## ABOUT THIS EXERCISE:
Each line of the records that includes "respOut" should be found and copied.
☆ ☆ ☆
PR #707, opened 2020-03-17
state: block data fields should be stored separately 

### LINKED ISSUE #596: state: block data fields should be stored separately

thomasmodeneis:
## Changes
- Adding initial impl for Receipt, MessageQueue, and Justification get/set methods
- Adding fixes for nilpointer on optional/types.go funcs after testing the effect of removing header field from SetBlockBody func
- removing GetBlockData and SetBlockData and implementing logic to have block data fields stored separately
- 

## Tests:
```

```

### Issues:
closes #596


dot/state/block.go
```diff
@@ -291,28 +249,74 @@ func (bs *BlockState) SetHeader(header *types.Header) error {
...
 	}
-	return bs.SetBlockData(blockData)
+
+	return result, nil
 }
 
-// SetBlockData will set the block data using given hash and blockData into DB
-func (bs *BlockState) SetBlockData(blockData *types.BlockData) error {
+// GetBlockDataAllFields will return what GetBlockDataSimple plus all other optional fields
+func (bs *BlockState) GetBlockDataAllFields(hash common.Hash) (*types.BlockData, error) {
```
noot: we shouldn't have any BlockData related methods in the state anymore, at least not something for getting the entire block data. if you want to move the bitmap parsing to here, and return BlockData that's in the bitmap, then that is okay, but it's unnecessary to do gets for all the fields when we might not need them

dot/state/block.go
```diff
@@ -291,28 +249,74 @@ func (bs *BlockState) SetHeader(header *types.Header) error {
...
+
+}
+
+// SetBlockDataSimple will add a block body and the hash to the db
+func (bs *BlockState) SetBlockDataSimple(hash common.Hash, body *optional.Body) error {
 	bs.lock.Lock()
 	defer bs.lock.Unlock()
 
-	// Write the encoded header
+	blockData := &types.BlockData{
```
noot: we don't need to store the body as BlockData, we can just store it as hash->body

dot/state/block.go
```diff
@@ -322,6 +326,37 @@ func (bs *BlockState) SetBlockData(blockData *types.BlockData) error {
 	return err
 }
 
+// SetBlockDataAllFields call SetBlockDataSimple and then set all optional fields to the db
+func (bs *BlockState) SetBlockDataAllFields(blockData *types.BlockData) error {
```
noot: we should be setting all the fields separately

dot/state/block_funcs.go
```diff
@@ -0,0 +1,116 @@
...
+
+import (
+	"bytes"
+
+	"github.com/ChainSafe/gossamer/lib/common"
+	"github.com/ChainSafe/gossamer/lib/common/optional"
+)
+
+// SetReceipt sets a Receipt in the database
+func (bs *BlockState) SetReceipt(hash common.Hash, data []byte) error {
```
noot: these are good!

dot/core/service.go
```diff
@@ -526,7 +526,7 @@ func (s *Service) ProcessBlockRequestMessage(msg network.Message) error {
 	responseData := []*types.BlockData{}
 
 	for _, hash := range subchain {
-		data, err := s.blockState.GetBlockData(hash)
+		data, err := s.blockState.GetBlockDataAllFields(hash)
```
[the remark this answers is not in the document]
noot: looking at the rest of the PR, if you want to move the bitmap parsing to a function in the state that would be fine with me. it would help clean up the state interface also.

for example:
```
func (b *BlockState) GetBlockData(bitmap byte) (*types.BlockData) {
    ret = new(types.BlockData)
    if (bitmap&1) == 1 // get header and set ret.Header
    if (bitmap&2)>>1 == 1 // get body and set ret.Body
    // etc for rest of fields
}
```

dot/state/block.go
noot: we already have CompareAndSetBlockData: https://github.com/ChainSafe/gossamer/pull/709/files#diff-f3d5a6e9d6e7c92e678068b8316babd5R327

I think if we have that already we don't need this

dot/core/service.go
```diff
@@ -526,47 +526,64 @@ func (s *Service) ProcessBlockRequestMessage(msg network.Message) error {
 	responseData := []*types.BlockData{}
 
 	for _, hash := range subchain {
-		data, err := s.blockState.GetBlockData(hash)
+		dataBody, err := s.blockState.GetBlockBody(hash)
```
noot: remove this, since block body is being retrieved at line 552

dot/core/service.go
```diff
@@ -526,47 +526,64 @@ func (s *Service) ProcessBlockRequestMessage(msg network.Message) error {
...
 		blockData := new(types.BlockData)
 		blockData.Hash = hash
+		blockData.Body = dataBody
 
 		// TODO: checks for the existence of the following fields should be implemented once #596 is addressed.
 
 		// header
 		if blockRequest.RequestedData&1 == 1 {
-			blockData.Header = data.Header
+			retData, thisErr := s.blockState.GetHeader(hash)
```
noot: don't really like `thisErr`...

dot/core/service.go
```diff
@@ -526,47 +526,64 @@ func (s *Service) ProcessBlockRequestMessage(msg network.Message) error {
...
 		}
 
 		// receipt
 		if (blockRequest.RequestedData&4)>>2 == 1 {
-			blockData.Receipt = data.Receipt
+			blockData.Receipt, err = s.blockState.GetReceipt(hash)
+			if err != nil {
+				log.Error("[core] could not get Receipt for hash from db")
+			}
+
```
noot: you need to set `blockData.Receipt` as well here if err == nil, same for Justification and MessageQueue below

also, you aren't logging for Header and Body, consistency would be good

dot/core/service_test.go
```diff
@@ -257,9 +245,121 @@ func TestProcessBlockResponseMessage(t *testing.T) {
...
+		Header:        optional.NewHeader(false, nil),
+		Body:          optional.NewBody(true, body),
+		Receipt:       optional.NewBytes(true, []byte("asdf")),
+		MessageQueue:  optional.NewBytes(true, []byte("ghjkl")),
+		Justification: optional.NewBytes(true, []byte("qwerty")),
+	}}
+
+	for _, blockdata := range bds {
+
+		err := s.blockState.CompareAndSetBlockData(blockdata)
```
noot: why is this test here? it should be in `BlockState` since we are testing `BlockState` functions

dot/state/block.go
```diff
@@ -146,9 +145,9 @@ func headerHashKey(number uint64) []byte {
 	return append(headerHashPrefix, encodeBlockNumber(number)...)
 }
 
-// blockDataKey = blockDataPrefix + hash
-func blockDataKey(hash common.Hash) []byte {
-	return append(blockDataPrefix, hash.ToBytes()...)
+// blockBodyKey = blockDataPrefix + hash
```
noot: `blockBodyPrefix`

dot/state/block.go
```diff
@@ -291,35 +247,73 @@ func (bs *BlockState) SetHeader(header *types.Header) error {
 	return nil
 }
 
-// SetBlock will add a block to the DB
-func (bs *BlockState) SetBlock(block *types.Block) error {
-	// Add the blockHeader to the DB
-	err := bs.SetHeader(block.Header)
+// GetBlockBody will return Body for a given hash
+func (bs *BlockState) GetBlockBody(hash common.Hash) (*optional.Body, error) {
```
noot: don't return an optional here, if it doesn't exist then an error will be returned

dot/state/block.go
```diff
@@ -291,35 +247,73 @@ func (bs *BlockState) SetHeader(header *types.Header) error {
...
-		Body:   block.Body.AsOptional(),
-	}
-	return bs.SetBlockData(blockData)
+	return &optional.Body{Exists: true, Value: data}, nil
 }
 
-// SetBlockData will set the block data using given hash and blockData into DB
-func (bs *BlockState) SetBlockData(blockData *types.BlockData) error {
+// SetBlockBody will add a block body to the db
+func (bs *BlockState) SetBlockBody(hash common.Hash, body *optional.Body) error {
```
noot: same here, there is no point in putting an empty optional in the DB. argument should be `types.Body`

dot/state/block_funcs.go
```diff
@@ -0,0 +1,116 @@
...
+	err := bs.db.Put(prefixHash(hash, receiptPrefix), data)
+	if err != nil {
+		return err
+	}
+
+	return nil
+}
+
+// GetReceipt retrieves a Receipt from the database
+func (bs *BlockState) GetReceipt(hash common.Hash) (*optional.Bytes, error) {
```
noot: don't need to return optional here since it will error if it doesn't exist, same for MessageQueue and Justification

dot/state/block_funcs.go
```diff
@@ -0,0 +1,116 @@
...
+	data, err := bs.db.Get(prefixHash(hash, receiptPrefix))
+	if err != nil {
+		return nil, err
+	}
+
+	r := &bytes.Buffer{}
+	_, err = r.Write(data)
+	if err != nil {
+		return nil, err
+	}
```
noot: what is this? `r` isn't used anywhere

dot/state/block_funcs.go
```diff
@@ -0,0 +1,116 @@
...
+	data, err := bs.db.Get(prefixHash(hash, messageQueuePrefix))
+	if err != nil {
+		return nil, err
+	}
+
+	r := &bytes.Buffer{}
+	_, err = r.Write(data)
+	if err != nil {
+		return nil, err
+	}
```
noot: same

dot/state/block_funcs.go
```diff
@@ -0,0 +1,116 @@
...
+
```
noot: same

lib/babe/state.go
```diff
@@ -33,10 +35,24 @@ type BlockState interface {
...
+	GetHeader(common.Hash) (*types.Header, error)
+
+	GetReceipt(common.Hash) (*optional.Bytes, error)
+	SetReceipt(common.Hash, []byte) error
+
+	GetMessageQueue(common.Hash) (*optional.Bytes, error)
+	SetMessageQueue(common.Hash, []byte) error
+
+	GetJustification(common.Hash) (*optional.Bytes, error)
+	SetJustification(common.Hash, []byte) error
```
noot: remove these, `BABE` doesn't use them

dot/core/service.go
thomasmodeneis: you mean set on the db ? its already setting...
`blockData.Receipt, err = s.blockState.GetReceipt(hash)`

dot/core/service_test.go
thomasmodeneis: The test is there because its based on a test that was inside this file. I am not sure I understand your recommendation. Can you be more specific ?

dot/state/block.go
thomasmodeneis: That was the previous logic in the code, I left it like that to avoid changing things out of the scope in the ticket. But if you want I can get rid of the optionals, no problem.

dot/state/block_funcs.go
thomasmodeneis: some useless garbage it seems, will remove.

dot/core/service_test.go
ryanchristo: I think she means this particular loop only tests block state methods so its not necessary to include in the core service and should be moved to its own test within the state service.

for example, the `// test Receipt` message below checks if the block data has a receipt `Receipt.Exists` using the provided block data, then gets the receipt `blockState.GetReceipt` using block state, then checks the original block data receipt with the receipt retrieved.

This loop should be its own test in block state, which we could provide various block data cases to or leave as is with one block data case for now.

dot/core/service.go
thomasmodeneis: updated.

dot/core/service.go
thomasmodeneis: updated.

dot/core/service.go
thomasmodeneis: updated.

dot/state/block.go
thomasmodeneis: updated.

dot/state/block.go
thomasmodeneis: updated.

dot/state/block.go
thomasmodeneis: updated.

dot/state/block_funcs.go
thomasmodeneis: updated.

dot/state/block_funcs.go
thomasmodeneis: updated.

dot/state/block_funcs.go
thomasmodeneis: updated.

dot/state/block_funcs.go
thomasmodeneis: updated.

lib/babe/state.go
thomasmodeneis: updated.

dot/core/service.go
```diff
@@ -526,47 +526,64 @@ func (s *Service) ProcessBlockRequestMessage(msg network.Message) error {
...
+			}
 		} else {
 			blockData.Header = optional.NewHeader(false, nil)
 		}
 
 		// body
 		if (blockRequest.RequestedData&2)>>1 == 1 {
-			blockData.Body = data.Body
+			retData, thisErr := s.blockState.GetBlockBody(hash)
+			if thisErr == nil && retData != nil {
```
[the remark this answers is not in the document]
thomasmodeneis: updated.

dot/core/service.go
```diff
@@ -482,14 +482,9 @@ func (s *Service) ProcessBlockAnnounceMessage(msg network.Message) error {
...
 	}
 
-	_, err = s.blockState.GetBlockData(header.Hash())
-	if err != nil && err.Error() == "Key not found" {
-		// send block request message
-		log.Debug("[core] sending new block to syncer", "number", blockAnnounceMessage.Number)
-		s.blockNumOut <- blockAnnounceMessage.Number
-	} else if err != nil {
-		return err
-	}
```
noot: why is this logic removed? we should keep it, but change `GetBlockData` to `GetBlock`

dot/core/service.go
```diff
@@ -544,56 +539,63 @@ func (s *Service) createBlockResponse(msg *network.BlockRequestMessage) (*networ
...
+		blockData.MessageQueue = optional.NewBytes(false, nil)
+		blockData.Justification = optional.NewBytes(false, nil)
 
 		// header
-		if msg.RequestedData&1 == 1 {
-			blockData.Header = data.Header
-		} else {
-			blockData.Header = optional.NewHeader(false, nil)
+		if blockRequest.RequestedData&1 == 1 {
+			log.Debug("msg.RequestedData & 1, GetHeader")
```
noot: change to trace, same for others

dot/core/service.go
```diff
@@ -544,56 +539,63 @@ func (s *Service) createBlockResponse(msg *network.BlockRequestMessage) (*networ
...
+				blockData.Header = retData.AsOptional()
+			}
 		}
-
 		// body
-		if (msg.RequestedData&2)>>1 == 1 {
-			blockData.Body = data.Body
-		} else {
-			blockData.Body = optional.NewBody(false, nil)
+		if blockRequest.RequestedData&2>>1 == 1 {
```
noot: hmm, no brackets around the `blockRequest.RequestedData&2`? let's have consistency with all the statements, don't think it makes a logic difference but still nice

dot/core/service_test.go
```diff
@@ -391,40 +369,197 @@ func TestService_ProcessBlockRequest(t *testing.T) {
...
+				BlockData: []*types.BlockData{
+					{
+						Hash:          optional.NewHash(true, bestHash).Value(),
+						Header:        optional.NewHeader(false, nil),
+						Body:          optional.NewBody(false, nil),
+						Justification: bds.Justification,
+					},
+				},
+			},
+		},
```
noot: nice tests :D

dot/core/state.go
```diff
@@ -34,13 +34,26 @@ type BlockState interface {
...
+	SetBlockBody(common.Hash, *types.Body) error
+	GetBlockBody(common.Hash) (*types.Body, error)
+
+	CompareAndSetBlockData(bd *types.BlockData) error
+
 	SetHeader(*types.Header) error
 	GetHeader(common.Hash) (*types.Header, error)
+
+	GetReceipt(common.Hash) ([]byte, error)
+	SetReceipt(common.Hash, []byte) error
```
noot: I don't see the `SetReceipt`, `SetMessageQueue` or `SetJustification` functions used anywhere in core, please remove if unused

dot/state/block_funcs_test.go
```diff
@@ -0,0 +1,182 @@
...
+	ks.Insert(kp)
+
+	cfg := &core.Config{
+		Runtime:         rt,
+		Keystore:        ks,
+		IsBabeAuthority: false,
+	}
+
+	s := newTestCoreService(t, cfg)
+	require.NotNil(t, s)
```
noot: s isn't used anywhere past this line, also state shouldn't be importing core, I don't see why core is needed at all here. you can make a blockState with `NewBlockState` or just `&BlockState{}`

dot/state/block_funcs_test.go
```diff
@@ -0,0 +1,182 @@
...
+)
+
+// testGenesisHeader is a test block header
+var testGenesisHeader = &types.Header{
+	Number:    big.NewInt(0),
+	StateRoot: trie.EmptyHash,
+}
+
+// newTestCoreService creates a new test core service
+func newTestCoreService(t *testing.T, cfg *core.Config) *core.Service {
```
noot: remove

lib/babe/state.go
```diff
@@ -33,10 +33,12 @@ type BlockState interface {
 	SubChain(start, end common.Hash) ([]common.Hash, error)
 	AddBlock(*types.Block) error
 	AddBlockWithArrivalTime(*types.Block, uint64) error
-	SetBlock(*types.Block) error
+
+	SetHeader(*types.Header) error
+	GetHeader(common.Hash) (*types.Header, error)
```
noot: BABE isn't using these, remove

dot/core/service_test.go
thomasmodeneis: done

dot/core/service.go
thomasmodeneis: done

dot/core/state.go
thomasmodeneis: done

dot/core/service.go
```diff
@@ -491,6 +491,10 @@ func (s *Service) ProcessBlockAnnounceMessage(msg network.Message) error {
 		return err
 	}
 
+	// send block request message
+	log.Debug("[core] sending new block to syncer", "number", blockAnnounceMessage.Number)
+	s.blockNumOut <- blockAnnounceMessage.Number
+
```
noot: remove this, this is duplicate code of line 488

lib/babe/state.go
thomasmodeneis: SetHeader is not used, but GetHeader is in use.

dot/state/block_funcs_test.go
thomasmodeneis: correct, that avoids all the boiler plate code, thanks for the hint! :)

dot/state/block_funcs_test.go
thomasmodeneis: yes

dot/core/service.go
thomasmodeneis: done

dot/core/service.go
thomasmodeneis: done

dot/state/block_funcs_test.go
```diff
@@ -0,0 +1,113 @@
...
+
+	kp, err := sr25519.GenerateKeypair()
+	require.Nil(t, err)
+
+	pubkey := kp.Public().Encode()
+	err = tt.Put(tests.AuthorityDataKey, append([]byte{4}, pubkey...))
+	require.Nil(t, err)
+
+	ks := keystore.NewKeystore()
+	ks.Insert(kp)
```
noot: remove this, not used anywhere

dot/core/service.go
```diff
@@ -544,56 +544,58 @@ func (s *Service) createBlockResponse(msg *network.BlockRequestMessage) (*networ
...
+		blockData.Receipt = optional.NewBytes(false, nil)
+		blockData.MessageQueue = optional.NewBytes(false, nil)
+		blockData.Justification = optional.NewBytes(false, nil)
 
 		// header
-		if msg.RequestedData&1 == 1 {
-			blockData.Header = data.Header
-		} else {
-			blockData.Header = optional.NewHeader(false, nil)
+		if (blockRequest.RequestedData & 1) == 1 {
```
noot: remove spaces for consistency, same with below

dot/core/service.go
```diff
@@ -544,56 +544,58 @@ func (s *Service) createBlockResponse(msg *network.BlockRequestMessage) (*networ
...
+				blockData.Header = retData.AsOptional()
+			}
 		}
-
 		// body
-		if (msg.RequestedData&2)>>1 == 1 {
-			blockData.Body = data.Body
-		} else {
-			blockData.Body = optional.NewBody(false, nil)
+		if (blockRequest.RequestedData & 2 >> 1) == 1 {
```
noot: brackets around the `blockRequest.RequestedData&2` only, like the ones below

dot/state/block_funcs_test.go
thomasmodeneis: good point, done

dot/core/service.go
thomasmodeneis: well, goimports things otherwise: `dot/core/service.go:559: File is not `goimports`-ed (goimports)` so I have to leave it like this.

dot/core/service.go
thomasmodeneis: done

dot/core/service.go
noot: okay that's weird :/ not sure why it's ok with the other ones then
☆ ☆ ☆
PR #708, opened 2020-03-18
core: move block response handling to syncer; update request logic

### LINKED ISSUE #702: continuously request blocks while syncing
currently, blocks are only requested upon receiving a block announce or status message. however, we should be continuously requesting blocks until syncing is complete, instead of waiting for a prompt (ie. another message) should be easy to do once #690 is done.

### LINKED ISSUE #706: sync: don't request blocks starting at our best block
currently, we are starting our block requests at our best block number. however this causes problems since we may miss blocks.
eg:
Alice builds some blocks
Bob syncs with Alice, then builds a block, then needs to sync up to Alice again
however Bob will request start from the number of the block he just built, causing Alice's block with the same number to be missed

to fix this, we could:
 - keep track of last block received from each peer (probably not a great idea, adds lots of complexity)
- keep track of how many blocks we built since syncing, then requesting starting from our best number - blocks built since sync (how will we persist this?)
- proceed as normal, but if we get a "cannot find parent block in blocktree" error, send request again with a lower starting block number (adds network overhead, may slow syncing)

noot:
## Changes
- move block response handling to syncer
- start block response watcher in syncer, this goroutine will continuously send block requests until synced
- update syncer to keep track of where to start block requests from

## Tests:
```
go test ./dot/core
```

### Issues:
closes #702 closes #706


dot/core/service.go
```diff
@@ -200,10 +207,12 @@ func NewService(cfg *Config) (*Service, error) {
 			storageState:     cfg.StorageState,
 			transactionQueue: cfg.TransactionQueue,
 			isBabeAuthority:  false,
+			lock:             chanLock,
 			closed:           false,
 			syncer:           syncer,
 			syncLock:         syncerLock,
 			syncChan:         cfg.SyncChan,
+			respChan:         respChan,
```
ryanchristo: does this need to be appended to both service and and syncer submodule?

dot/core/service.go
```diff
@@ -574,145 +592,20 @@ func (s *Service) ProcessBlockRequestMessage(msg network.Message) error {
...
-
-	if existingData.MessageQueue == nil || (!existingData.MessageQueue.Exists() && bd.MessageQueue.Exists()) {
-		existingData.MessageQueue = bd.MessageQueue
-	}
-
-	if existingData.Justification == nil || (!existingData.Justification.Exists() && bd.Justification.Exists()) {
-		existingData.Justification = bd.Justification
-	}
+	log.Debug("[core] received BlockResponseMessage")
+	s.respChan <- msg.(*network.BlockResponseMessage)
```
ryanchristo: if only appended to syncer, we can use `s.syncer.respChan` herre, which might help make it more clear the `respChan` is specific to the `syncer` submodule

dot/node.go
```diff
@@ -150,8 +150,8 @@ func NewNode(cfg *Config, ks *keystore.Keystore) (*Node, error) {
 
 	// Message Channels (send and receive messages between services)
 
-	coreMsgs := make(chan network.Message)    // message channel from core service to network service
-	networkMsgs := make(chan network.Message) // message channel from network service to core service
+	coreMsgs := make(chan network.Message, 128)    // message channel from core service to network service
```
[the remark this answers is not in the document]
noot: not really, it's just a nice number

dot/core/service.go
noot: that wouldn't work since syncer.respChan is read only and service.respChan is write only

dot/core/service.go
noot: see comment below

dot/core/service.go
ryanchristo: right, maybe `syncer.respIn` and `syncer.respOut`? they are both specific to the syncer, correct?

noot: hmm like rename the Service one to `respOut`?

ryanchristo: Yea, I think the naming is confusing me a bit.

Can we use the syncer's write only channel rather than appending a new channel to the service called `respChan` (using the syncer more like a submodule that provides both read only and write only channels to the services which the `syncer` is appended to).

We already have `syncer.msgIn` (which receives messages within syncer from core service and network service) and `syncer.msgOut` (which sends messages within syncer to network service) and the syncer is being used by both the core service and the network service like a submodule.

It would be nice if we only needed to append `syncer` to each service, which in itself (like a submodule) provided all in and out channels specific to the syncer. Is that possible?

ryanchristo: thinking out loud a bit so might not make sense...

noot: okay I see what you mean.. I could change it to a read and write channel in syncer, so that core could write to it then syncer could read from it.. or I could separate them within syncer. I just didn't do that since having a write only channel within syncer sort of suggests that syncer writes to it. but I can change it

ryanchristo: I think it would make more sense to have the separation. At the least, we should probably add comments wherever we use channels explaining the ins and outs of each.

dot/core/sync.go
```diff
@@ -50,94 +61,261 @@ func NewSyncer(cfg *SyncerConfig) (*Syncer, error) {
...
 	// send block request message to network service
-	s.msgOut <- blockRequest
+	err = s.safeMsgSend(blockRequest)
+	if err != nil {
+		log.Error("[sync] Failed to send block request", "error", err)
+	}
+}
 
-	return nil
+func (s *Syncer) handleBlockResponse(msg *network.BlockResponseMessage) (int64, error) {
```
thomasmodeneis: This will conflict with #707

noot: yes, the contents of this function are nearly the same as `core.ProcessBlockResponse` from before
☆ ☆ ☆
## WRITTEN REPLY:
ryanchristo: right, maybe `syncer.respIn` and `syncer.respOut`? they are both specific to the syncer, correct?
noot: hmm like rename the Service one to `respOut`?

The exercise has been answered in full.